- Directed by: Femi Ogunsanwo
- Written by: Temitope Bolade Diche Enunwa Tunde Leye
- Starring: Ade Laoye Munachi Abii Kehinde Bankole Charles Etubiebi Tina Mba
- Production companies: House Gabriel Studio TLS Media Place
- Distributed by: Genesis Film Distribution
- Release date: 4 December 2020 (Nigeria);
- Running time: 104 minutes
- Country: Nigeria
- Languages: English Yoruba Igbo Nigerian Pidgin

= Finding Hubby =

Finding Hubby is a 2020 Nigerian romantic drama film directed by Femi Ogunsanwo and starring Ade Laoye, Kehinde Bankole, Munachi Abii, and Charles Etubiebi. It is a screen adaptation of a blog series of the same name written by Tunde Leye.

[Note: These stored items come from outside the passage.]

PR #1803, opened 2026-05-10
1762 add filter() to list properties

Jo-Be-Co:


Jo-Be-Co:
user documentation will follow

Jo-Be-Co:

A sequel, Finding Hubby 2, was released in 2021.

== Plot ==
Oyin Clegg (Ade Laoye)—a 35-year-old marketing executive with a Lagos-based firm—is a successful career woman, but her personal life causes concern for her meddling mother (Tina Mba). Although she indulges in one-night stands with eligible men on standby, Oyin is yet to find a suitable partner despite persistence from her boss Ossy (Charles Etubiebi), the seemingly perfect man with whom Oyin fails to connect. She is ecstatic when the firm announces their collaboration with Yomi Kester-Jacobs (Paul Utomi), heir to a thriving business empire, but is enraged after the firm denies her the opportunity to travel to the United States for a team-building workshop due to her unmarried status.

Oyin is reunited with Ade (Efa Iwara), a successful writer she had dated ten years prior before calling time on their relationship due to his dire straits. Their romance is rekindled after she discovers he has now achieved international recognition and wealth, but Oyin is later humiliated when Ade—who now regards Oyin as a gold-digging opportunist—dumps her in revenge. The incident leaves her depressed until Ossy surprises her with a getaway to Dubai.

At the airport, Oyin runs into the condescending Moroti (Omowunmi Dada) who subtly throws shade until Yomi Kester-Jacobs unexpectedly comes to Oyin's rescue, pretending they are a couple. Ossy, who meets her at the airport upon her return from Dubai, is horrified to discover his heartthrob has connected with Yomi on holiday, and rebounds with Oyin's friend Gloria (Munachi Abii), proposing to her in two weeks. Oyin is initially betrayed but agrees to be chief bridesmaid at their registry wedding.

On the night of her engagement party, Oyin discovers her fiancé is a closted gay man using her as a beard to conceal his true orientation. Her church's youth minister Pastor T (Tope Tedela) and Toke (Kehinde Bankole)—Oyin's other friend—both suggest she break up with him. Her mother, still eager to see her daughter marry and save the family from shame, advises her daughter to go through with the wedding. The film ends with Oyin ponding her final decision.

== Cast ==
- Ade Laoye as Oyin
- Munachi Abii as Gloria
- Kehinde Bankole as Toke
- Charles Etubiebi as Ossy
- Efa Iwara as Ade
- Paul Utomi as Yomi
- Tina Mba as Oyin's mother
- Tope Tedela as Pastor T
- Damilola Ogunsi as Desmond
- Omowunmi Dada as Moroti
- Samuel Asa'ah as D.G.
- Demi Banwo as Olumide
- Sammy Eddy as Aminu
- Chris Isibor as Kalu
- Teniola Aladese as Tosan

== Production and release ==
Finding Hubby is based on a blog series by Tunde Leye, published between April and September 2012. It was released in Nigerian cinemas on 4 December 2020, and released on Netflix on 9 July 2021.

==Differences between blog series and film==
- Some of the characters' names in the blog series were changed for the film (Oyin's ex-boyfriend Femi is renamed Ade; her youth minister, Hawt Pastor, is Pastor T; and Gloria's boyfriend Alvin is Kelvin).
- In the movie, Oyin first meets Yomi when he rescues her from Moroti at the airport, but the blog version introduces the reader to Yomi when he strikes up a conversation with Oyin on the flight to Dubai.
- Kelvin's (Alvin in the blog) secret wife in the blog version is British; in the movie, she speaks with an American accent.
- In the blog version, Oyin attempts to reconnect with her occasional bed companion Kalu after discovering her fiancé Yomi is gay; in the film, Kalu is not shown again after their awkward meeting outside the nightclub.
- The character Desmond was specially created for the film and does not appear in the blog series.

== Reception ==
A Nollywood critic described "Finding Hubby" as "a film that tacitly acknowledges the many spheres of pressure the average young adult dwells in." It was rated 4 out of 10 by the movie reviewer, Martin Cid.